PR #3014, opened 2023-04-24
events: fix missing capability hidden_kernel_module

OriGlassman:
On older kernels, CAP_SYS_ADMIN is required to interact with eBPF maps. For newer kernels, either CAP_SYS_ADMIN or CAP_BPF is needed. tracee is running with CAP_BPF by default, hence on new kernels it works but not on old kernels (so need to elevate capability explicitly).

### 2. Explain how to test it

./tracee -f e=hidden_kernel_module


rafaeldtinoco:
EBPF ring deals with more stuff than kernel version:

image

to understand what capabilities are needed for eBPF kernel calls.

OriGlassman:
> @OriGlassman raising capabilities to EBPF ring should take care of needed capabilities (for older and newer kernels) so you don't have to raise to cap.SYS_ADMIN. Isn't that the case ? It works for all other map interactions. Example:
> 
> ```go
>   293  	if err == nil && info.Container.ContainerId == "" {
>   294  		// If cgroupId is from a regular cgroup directory, and not the
>   295  		// container base directory (from known runtimes), it should be
>   296  		// removed from the containers bpf map.
>   297: 		err := capabilities.GetInstance().EBPF(
>   298  			func() error {
>   299  				return t.containers.RemoveFromBpfMap(t.bpfModule, cgroupId, hId)
>   300  			},
>   301  		)
> ```

Wasn't aware of EBPF ring. Updated now, thanks.

rafaeldtinoco (approved):
LGTM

What you are asked to do: If a line above includes the string "capability", pick it out.

Solution for this problem:
events: fix missing capability hidden_kernel_module
On older kernels, CAP_SYS_ADMIN is required to interact with eBPF maps. For newer kernels, either CAP_SYS_ADMIN or CAP_BPF is needed. tracee is running with CAP_BPF by default, hence on new kernels it works but not on old kernels (so need to elevate capability explicitly).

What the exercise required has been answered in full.